#### Work instruction
Whenever a line in the data holds the string "would", pull that line out.

#### Exercise input

PR #2799, opened 2024-08-01
Fixes Crash on App Resume after Session Expiration

shubham1g5:
## Summary

- Handles SessionExpiration in the home button view setup, this escapes the default session expiration and causes the app to crash when resuming after a session expiration event.  Other buttons already have this safety implemented and sync was the only one remaining. 

- Adds some helpful logs around session expiration

## Safety Assurance


shubham1g5:

avazirna:
@shubham1g5 this looks right to me. I wonder if we should consider adding this to `2.54`

shubham1g5:
>  I wonder if we should consider adding this to 2.54

Yeah that sounds good to me.

shubham1g5:
Closing in favour of https://github.com/dimagi/commcare-android/pull/2814

PR #2802, opened 2024-08-06
Auto-Save Form on Pause

shubham1g5:
## Summary

[Context Doc](https://docs.google.com/document/d/1j5ume0J0UwwraijxGw-Pq-8ZYFC7L07cKb7CXL30poo/edit#heading=h.ferq7q7l8jai)

## Feature Flag
None at the moment, will be behind a custom property when merged to `master`

## Product Description

Auto-Saves a CC form when CC goes in background

## Safety Assurance

### Automated test coverage

None

### Safety story
 
We call an existing method we already use to save form session at the time of user session expiry

cross-request: https://github.com/dimagi/commcare-core/pull/1426


app/src/org/commcare/logic/AndroidFormController.java
```diff
@@ -88,4 +86,14 @@ public FormAnalyticsHelper getFormAnalyticsHelper() {
     public FormDef getFormDef() {
         return mFormEntryController.getModel().getForm();
     }
+
+    // TODO: we should cache this
+    public String getSerializedFormIndex() {
+        try{
+            byte[] serializedFormIndex = SerializationUtil.serialize(getFormIndex());
+            return Base64.encodeToString(serializedFormIndex, Base64.DEFAULT);
```
shubham1g5, line 94: can the value for `Base64.DEFAULT` change with OS updates ? If so, I would like to pass a concrete encoding here like `Charset.forName("UTF-8")`

app/src/org/commcare/logic/AndroidFormController.java
```diff
@@ -88,4 +86,14 @@ public FormAnalyticsHelper getFormAnalyticsHelper() {
...
+        } catch (Exception e){
+            return null;
```
shubham1g5, line 96: Think it's better to fail fast here instead of swallowing the errors here unless there is a strong reason to do otherwise. At the very least we should be logging the exceptions encountered here.

shubham1g5: Actually think again it makes sense to catch any errors here as we would not want to loose on saving form because of an error here.

app/src/org/commcare/logic/AndroidFormController.java
avazirna: That's a good point, I'm not sure, let's lean to the safe side (but I will take note and look into that later)

PR #2806, opened 2024-08-07
Load last Form Index when auto resuming session

avazirna:
## Summary
Load last Form Index when auto resuming session.

## Safety Assurance


app/src/org/commcare/activities/FormEntryActivity.java
```diff
@@ -1112,12 +1116,17 @@ private void handleFormLoadCompletion(AndroidFormController fc) {
...
+        mFormController.returnToStoredIndex();
+
         uiController.refreshView();
         FormNavigationUI.updateNavigationCues(this, mFormController, uiController.questionsView);
         if (isRestartAfterSessionExpiration) {
             Toast.makeText(this,
                     Localization.get("form.entry.restart.after.expiration"), Toast.LENGTH_LONG).show();
         }
+
+        HiddenPreferences.clearInterruptedFormIndex();
```
ctsims, line 1129: So I'm concerned a bit here about the atomicity and idempotence of how this field is being managed.

It can't be perfect, because of the difference in how the data is stored, but I'm concerned that there are possibilities where this field is set and the other model is removed, and future apps have issues not with the Form Index being null, but with it being misaligned with the form being loaded. I'm also a little concerned that whether the other incomplete form is wiped on recovery could change and because this code isn't close to the recovery/load event it won't be clear that we should change this. 

There are a few ways to potentially improve this, but I think the most straightforward is to stick to the same structure of this PR, but to add one more specific piece, which is adding the form ID (ideally the GUID, but that may not be available easily, so a database ID or some other convenient secondary signal) itself to the item we put into shared preferences, confirming that the form ID matches the recovered form before applying it, and performing this wipe if there's a mismatch to prevent potential problems. 

I'm also not sure if there's an easy or clear way to ensure that the stored FormIndex is valid for the current form, in case something changed in the background, or the form structure is odd somehow (say, there's a section that disappears based on the date), but I'm a little uneasy without the ability to either apply the form index as a wrapped call, or somehow check it before applying the nav.

ctsims (changes requested):
This approach looks 90% of the way there to me, with one or two minor points to make sure it's safely compartmentalized.

app/src/org/commcare/logic/AndroidFormController.java
```diff
@@ -96,4 +99,17 @@ public String getSerializedFormIndex() {
...
         }
     }
+
+    private FormIndex deserializeFormIndex(String serializedFormIndex) {
+        if (serializedFormIndex != null) {
+            try{
+                byte[] decodedFormIndex = Base64.decode(serializedFormIndex, Base64.DEFAULT);
+                return SerializationUtil.deserialize(decodedFormIndex, FormIndex.class);
+            } catch(Exception e) {
+                Logger.log(LogTypes.TYPE_FORM_ENTRY,
```
shubham1g5, line 109: should log with `logger.exception` to get the full stacktrace here.

app/src/org/commcare/activities/FormEntryActivity.java
```diff
@@ -1024,6 +1025,9 @@ private void loadForm() {
                             instanceState);
                     formId = instanceAndStatus.first;
                     instanceIsReadOnly = instanceAndStatus.second;
+
+                    // only retrieve a potentially stored form index when loading an existing form record
+                    serializedFormIndex = HiddenPreferences.getInterruptedFormIndex();
```
shubham1g5, line 1030: nit: probably cleaner to directly access it in `AndroidFormController` instead of passing it through the loader task to controller ?

ctsims: I think there are somewhat competing design constraints. Ideally, I think it's best for Android OS lifecycle type code to be isolated into Activities, or other clearly-coupled-to-the-OS locations, so it does make sense to me that the root entry point for actually loading the form index should be in the activity. 

In thinking about where to put these call (and what format to put them in) my two main priorities would be:

* I think it's good for the retrieval code, the storage code, and the serialization/deserialization to all be as compartmentalized as possible so there's little ambiguity about whether a future change has completely covered them
* I think we should try and minimize state uncertainty. As written one big potential point of confusion is that there's lots of uncertainty about this return object. Does it exist at all? Is it serialized correctly? Is it valid for the current form? It worries me that uncertainty is passed through later to the loader task, since it increases the number of touchpoints where a reader can't be certain about what might happen with it.

app/src/org/commcare/preferences/HiddenPreferences.java
```diff
@@ -637,4 +637,17 @@ public static void setInterruptedFormIndex(String serializedFormIndex) {
                 .putString(INTERRUPTED_FORM_INDEX + currentUserId,  serializedFormIndex)
                 .apply();
     }
+
+    public static String getInterruptedFormIndex() {
+        String currentUserId = CommCareApplication.instance().getCurrentUserId();
```
ctsims, line 642: Nit, but if available this should probably also be keyed to the App ID, since a user's ID is shared between two apps in the same project space.

app/src/org/commcare/activities/FormEntryActivity.java
avazirna: > there are possibilities where this field is set and the other model is removed, and future apps have issues not with the Form Index being null, but with it being misaligned with the form being loaded.
I circled a bit around how much decoupled these should be, envisioning a scenario where they could exist independently. But yeah, there is no point in having a form index that is not directly associated with a session state, so that was me overthinking. One potential candidate ID that could allow some verification during form loading is the SSD record ID.

ctsims: Yeah, SSD record ID is totally fine if that replicates in an identical way before/after, even just the database ID of the incomplete forms row.  I think whatever's convenient and readily available in both the save and load context is great. Just looking for a gut check on the system knowing the FormIndex is actually intended for the recovery context.

app/src/org/commcare/preferences/HiddenPreferences.java
avazirna: About this, is it still necessary to have the App ID if we are validating the FormIndex based on the SSD Id? Is there any other reason to still have it there?

app/src/org/commcare/preferences/HiddenPreferences.java
```diff
@@ -631,10 +631,23 @@ public static boolean isBackgroundSyncEnabled() {
         return DeveloperPreferences.doesPropertyMatch(ENABLE_BACKGROUND_SYNC, PrefValues.NO, PrefValues.YES);
     }
 
-    public static void setInterruptedFormIndex(String serializedFormIndex) {
+    public static void setInterruptedFormIndex(int ssdId, String serializedFormIndex) {
         String currentUserId = CommCareApplication.instance().getCurrentUserId();
         CommCareApplication.instance().getCurrentApp().getAppPreferences().edit()
-                .putString(INTERRUPTED_FORM_INDEX + currentUserId,  serializedFormIndex)
+                .putString(INTERRUPTED_FORM_INDEX + currentUserId, ssdId + " " + serializedFormIndex)
```
shubham1g5, line 637: think it's better to have `ssdId` as part of key rather than value. It will simplify code while retrieving the form index as well.

app/src/org/commcare/activities/FormEntryActivity.java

#### Response
shubham1g5, line 94: can the value for `Base64.DEFAULT` change with OS updates ? If so, I would like to pass a concrete encoding here like `Charset.forName("UTF-8")`
shubham1g5: Actually think again it makes sense to catch any errors here as we would not want to loose on saving form because of an error here.
In thinking about where to put these call (and what format to put them in) my two main priorities would be:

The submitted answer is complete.